PR #7571, opened 2024-07-19
fix(android): respect all allowed origins on modern WebViewCompat JS injection

martin-braun:
Fixes #7454

I applied the fix from @rfe-css at https://github.com/ionic-team/capacitor/issues/7454, but I figured my device would skip this, so please someone can verify this before merge.

PR #8429, opened 2026-04-10
fix: Fix missing `window.Capacitor` on Android after redirection

### LINKED ISSUE #7454: [Bug]: Capacitor on Android detected as web platform after redirecting with `allowNavigation`
### Capacitor Version

💊   Capacitor Doctor  💊 

Latest Dependencies:

  @capacitor/cli: 6.0.0
  @capacitor/core: 6.0.0
  @capacitor/android: 6.0.0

* _Assigned task_
Please provide an exact transcription of each line from the one holding "### Capacitor Version" through the final line of the data above.

* _Written reply_
### Capacitor Version

💊   Capacitor Doctor  💊 

Latest Dependencies:

  @capacitor/cli: 6.0.0
  @capacitor/core: 6.0.0
  @capacitor/android: 6.0.0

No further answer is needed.